--- Recorded information Enclosed Below ---

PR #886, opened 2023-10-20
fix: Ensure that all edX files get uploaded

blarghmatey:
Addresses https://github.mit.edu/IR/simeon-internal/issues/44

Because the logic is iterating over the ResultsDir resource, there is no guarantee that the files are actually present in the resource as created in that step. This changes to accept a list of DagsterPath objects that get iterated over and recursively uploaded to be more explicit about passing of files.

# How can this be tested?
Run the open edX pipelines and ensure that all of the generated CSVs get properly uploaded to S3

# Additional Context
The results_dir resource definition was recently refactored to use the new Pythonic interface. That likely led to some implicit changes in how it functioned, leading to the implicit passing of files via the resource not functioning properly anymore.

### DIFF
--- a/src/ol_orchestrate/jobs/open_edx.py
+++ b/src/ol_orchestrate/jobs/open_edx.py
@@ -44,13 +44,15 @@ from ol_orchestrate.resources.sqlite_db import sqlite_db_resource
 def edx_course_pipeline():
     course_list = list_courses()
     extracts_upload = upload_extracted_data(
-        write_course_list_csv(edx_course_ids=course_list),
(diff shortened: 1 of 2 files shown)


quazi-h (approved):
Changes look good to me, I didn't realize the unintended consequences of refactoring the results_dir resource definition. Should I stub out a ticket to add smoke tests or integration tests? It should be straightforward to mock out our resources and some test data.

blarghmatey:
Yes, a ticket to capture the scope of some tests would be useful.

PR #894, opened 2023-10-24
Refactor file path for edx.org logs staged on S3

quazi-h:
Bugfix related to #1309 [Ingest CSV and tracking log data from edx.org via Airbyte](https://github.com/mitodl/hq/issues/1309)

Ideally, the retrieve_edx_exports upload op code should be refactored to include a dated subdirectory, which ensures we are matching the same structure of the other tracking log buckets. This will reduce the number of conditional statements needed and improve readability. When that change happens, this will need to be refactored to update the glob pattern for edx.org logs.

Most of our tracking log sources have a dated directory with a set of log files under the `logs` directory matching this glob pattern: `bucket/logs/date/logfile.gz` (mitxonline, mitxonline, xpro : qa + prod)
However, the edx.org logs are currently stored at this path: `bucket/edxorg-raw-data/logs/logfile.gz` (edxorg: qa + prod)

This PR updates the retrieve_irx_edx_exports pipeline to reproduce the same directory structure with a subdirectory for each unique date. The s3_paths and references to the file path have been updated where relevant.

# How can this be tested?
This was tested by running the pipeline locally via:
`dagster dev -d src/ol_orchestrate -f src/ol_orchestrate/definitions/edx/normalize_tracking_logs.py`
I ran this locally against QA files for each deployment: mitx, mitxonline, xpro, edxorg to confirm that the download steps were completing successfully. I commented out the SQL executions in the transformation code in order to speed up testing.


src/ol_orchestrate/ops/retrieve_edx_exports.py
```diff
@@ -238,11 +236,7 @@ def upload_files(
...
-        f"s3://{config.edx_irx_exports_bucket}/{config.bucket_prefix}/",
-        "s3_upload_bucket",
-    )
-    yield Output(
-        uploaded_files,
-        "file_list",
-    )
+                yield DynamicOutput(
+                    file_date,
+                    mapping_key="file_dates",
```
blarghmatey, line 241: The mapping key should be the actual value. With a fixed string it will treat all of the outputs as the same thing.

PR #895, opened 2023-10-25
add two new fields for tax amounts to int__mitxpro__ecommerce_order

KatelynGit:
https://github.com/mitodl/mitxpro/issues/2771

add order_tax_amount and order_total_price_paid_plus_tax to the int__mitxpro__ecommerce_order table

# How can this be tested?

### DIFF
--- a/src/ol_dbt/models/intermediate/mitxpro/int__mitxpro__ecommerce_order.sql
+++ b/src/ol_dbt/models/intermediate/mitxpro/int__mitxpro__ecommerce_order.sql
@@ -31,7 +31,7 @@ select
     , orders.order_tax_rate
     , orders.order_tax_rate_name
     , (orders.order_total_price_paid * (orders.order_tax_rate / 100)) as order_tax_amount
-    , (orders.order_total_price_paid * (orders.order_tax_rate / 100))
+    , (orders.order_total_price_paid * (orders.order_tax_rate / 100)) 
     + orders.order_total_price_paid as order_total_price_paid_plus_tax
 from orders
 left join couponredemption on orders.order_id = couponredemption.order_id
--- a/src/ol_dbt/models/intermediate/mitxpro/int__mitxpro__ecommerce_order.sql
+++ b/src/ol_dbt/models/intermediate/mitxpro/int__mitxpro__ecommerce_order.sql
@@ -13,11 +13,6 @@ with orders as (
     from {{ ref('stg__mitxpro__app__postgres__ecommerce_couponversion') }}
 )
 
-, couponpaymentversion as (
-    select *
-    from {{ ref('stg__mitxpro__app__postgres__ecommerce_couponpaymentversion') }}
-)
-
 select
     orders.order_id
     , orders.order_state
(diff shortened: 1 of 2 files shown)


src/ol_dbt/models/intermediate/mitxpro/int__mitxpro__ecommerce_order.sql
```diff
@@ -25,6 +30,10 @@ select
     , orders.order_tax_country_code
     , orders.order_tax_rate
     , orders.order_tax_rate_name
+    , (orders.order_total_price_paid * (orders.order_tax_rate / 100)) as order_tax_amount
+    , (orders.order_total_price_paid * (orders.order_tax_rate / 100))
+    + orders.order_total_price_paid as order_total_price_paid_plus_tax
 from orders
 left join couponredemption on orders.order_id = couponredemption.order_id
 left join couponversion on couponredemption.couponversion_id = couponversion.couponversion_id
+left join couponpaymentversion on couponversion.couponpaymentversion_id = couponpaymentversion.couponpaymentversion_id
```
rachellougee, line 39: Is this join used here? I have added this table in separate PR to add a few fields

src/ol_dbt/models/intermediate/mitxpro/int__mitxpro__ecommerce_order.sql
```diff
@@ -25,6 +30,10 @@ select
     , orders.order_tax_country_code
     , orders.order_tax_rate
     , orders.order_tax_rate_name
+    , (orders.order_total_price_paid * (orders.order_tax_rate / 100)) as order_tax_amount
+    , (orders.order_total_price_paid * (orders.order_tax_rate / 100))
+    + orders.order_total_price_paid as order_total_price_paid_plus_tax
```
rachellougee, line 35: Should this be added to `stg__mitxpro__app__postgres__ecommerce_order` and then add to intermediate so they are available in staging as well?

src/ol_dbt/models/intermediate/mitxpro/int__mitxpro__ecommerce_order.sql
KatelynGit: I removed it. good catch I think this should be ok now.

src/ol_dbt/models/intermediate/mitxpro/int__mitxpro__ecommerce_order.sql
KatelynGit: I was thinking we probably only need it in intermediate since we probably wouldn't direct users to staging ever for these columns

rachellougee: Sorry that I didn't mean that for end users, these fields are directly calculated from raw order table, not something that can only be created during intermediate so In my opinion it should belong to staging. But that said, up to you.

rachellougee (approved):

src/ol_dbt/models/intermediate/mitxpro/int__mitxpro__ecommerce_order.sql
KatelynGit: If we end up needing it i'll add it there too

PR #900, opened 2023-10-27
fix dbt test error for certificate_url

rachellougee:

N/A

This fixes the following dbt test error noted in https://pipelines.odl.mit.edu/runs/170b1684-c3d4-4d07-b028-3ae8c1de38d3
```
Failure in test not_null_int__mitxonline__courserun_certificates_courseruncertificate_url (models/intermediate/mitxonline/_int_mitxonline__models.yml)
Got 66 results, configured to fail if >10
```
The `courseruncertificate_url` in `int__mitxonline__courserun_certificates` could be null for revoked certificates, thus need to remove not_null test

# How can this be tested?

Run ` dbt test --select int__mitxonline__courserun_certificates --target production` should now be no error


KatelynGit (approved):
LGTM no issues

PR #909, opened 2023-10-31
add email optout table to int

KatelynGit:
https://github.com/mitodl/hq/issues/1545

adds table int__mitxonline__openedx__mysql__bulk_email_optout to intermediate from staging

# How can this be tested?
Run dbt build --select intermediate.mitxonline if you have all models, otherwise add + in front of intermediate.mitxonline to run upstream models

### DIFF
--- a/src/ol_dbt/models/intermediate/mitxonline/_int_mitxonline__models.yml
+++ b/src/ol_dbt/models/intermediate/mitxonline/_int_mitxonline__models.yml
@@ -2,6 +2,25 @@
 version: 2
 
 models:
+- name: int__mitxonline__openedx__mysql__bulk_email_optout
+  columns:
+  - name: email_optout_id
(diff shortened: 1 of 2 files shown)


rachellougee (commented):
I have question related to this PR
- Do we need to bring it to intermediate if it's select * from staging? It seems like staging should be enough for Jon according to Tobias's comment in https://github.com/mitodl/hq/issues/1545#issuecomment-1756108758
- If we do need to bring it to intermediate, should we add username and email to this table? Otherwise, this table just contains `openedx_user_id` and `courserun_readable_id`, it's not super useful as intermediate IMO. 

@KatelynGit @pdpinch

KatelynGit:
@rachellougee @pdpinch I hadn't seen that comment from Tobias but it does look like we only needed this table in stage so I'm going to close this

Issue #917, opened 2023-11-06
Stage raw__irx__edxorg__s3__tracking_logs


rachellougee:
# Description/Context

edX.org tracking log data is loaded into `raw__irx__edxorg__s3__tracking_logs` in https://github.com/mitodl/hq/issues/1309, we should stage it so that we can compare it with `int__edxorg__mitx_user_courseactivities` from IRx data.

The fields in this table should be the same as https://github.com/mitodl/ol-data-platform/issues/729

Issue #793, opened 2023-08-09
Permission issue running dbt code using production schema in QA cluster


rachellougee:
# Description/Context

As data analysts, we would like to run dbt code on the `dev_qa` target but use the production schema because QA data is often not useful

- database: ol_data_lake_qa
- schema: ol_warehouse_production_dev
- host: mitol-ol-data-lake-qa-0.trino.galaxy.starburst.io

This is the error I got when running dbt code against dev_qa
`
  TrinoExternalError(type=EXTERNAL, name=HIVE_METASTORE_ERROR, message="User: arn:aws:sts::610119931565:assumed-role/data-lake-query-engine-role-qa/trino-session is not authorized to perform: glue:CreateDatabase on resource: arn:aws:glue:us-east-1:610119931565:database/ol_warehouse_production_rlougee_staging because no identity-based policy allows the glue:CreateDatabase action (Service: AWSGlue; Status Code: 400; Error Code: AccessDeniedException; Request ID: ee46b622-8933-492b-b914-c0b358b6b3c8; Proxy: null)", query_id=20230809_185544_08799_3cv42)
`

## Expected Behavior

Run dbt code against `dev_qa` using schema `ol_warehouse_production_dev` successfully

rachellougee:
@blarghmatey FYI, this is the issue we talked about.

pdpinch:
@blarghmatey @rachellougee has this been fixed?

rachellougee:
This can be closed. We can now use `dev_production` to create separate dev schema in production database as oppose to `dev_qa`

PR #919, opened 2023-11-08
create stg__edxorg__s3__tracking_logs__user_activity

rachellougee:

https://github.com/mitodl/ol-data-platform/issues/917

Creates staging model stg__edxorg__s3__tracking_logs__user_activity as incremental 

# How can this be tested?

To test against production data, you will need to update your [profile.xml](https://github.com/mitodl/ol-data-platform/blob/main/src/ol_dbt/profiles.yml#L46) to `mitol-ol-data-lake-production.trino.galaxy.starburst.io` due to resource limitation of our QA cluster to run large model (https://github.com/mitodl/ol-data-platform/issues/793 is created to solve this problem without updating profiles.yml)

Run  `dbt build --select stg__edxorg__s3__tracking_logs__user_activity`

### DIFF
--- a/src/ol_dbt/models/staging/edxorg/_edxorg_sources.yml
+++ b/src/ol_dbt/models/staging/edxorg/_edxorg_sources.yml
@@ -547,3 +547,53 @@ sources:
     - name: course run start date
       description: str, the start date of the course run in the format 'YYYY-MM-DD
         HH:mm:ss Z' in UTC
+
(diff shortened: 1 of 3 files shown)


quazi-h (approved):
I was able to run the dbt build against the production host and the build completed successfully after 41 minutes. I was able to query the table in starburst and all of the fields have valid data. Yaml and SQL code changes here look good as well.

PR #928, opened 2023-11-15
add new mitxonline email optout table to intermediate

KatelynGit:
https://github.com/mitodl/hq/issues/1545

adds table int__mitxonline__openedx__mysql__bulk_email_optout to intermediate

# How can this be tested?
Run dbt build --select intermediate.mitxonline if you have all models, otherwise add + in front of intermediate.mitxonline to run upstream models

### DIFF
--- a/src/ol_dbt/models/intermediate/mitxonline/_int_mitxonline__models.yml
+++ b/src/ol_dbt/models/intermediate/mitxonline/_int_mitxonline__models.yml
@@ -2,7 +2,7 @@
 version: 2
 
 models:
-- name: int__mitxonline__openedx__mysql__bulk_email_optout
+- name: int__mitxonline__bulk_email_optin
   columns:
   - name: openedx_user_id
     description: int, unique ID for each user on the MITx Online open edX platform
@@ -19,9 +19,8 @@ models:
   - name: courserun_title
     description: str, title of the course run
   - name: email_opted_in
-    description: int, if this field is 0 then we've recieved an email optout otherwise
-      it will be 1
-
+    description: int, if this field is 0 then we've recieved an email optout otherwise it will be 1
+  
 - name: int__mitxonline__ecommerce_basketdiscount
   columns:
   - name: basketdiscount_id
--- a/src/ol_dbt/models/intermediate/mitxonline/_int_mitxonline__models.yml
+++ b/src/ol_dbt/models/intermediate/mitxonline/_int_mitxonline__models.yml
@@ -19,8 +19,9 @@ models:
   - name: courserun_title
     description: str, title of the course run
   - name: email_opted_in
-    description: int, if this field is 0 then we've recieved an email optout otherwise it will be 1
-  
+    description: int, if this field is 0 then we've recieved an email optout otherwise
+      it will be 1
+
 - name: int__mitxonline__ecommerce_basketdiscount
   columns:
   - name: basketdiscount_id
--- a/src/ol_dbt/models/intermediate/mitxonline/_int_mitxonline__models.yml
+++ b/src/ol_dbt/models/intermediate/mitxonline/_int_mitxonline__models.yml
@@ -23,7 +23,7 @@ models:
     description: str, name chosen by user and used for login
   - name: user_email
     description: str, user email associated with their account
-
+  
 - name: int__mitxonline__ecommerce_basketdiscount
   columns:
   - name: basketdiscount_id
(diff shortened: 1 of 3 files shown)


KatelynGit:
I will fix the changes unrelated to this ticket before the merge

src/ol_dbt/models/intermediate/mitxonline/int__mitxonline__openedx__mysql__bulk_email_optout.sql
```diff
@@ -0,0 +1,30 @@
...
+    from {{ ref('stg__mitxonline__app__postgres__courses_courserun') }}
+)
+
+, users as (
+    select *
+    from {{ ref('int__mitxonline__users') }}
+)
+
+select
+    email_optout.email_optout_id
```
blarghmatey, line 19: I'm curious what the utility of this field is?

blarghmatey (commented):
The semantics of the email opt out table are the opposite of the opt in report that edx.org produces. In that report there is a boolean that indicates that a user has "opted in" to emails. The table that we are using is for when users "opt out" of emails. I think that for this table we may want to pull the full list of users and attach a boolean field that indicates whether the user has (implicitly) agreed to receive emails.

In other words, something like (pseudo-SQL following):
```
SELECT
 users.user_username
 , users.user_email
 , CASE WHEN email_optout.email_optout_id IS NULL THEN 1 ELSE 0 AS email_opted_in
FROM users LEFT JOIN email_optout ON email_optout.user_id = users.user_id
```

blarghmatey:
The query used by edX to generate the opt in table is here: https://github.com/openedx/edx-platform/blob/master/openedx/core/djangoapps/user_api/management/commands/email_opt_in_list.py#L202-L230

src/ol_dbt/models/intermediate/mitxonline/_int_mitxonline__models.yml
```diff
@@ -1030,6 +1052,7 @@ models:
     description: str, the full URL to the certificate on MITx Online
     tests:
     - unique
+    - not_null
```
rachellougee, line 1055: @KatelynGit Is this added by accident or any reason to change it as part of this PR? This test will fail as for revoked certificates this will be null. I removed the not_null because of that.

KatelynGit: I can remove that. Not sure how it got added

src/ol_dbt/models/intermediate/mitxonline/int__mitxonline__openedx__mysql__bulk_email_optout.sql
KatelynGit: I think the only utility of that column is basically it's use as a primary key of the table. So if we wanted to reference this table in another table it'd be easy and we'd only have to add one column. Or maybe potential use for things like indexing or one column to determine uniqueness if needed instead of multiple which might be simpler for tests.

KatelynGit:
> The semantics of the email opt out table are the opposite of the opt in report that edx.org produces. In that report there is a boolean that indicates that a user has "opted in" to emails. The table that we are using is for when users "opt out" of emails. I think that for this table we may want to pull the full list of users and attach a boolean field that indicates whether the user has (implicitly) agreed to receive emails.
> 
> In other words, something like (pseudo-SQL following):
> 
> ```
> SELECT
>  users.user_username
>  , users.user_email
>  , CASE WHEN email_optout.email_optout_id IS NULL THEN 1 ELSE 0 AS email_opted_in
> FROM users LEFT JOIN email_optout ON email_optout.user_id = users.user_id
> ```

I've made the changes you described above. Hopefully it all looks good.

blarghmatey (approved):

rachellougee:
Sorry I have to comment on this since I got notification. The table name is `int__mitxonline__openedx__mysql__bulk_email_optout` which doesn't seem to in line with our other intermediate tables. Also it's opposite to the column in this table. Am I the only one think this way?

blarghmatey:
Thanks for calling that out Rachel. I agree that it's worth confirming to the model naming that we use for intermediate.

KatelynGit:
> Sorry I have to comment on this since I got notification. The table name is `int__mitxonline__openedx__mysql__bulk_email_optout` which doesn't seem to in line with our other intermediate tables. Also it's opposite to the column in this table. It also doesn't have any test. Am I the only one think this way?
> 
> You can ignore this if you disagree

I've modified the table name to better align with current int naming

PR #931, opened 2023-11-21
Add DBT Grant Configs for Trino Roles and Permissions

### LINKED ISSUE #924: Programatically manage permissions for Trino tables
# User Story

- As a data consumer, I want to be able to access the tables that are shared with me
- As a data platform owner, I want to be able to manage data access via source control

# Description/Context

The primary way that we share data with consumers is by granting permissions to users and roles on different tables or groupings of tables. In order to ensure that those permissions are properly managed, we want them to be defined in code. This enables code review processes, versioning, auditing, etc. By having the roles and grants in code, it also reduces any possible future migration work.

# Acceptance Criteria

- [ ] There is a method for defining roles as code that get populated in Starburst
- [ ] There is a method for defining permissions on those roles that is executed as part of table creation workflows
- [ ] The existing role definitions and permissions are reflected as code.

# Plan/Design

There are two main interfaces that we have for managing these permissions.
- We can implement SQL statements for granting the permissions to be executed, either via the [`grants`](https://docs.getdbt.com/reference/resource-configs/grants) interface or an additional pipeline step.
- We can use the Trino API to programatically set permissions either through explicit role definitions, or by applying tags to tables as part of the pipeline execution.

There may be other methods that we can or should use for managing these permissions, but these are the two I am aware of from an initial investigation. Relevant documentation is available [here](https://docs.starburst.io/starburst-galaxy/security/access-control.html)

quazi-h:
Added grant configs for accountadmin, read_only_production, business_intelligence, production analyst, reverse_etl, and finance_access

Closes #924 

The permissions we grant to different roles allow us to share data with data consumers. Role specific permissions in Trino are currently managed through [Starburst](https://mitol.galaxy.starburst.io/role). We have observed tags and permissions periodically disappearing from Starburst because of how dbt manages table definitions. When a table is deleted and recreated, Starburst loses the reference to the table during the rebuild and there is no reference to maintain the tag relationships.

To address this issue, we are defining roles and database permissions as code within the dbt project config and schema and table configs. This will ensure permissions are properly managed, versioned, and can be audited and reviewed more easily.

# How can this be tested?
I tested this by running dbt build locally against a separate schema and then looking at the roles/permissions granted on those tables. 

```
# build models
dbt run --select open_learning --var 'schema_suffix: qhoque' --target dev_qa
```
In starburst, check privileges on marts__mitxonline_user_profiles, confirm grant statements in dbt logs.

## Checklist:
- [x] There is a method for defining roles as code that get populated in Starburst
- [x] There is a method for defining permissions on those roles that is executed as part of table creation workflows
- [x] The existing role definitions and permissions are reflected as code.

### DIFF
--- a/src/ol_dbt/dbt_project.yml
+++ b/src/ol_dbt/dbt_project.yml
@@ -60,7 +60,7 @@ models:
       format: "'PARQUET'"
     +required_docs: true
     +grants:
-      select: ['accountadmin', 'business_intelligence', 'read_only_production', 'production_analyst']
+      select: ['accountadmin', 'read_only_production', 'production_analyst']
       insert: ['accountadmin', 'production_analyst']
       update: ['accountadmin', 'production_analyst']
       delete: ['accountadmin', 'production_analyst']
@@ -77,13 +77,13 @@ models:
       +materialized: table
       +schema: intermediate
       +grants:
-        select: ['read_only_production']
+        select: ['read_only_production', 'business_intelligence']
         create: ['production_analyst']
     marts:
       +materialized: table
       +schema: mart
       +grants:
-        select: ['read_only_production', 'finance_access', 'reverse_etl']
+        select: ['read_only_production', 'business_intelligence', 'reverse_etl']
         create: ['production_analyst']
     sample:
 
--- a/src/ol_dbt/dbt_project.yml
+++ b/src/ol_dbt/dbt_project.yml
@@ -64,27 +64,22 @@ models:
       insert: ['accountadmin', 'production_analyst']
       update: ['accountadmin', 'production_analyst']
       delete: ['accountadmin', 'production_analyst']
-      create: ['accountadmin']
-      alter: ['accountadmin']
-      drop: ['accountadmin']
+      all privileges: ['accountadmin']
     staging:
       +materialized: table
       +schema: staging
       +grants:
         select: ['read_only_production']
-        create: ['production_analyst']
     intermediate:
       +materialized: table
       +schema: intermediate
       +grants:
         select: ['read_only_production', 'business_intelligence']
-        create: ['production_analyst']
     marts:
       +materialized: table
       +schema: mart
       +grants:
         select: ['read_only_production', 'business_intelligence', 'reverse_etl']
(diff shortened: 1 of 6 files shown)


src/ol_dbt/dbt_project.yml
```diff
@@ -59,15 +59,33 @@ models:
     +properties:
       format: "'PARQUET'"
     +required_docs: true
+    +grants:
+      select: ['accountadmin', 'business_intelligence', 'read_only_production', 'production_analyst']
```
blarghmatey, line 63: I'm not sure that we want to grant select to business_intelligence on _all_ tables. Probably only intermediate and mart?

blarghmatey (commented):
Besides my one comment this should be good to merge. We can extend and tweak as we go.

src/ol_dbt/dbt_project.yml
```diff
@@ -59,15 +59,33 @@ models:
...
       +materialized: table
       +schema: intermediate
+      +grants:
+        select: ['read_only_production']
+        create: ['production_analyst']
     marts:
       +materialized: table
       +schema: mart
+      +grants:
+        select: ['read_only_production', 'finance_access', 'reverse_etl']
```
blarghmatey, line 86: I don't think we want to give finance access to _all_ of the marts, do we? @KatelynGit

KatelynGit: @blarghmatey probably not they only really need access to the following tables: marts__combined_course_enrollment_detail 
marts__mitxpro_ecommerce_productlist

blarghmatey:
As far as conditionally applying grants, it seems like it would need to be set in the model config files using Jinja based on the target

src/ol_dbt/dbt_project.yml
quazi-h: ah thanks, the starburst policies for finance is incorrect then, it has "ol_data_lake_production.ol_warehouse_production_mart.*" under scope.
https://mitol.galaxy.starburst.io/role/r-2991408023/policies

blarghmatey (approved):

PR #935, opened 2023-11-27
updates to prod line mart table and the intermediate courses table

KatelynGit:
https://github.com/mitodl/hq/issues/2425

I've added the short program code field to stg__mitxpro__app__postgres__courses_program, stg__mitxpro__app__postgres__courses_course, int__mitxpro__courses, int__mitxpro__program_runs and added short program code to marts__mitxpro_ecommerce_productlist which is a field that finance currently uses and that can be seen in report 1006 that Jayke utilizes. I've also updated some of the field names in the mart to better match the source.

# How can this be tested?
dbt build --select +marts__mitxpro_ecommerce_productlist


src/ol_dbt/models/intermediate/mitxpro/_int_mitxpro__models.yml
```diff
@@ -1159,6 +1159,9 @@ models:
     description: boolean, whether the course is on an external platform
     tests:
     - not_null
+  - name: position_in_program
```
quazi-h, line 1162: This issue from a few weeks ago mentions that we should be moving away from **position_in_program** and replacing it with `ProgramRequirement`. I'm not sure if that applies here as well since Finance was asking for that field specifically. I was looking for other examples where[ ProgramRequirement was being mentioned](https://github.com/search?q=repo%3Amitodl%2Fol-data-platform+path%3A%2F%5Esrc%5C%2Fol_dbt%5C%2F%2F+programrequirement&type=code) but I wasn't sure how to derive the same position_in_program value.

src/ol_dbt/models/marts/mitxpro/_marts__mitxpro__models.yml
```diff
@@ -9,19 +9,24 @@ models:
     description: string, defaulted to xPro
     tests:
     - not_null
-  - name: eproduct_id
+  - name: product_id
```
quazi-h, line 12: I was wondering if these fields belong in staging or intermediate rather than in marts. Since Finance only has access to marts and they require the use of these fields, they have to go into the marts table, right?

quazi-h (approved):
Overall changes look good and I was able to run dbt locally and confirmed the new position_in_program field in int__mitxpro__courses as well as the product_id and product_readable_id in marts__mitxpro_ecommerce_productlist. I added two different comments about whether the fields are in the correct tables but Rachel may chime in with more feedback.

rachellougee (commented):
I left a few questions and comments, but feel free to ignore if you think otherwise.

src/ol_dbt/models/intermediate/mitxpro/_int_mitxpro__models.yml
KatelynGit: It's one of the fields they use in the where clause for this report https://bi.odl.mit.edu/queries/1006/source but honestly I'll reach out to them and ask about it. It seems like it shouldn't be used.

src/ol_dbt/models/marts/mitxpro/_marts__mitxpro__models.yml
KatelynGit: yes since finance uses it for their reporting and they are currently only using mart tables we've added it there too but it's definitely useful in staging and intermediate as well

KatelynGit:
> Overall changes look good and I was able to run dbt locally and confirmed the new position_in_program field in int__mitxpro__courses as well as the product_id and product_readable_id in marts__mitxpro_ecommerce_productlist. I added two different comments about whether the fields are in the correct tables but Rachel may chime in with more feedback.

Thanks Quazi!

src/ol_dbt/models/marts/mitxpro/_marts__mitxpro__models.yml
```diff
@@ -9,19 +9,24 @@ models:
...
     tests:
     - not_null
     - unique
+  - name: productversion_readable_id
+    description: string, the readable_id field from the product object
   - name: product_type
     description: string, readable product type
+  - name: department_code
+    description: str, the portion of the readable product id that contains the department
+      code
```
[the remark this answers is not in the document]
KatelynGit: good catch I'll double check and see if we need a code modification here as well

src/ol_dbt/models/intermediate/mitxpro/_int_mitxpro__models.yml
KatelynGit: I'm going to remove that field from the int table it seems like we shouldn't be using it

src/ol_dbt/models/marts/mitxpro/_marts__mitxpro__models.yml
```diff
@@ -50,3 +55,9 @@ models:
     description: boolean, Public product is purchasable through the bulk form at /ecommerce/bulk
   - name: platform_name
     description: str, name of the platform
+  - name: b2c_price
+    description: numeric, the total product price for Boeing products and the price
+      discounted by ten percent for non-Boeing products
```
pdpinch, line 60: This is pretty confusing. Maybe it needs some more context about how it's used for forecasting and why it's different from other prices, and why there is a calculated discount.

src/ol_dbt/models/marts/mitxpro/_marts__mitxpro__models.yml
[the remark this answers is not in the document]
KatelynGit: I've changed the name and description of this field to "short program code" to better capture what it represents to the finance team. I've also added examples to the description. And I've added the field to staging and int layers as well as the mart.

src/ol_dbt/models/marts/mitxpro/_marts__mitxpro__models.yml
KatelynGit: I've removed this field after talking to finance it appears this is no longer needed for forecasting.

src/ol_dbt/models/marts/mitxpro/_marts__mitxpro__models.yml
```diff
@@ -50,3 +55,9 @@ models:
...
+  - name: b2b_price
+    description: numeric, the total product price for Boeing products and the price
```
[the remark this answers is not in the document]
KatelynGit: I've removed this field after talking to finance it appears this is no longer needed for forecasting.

--- End of Enclosed Recorded information ---

§ **Activity**: The lines above from the one with "-60,7 +60,7 @@" through the one with "['accountadmin', 'read_only_production', 'production_analyst']" are to be duplicated exactly, ends included, with nothing added.

§ **Exercise output**:
@@ -60,7 +60,7 @@ models:
       format: "'PARQUET'"
     +required_docs: true
     +grants:
-      select: ['accountadmin', 'business_intelligence', 'read_only_production', 'production_analyst']
+      select: ['accountadmin', 'read_only_production', 'production_analyst']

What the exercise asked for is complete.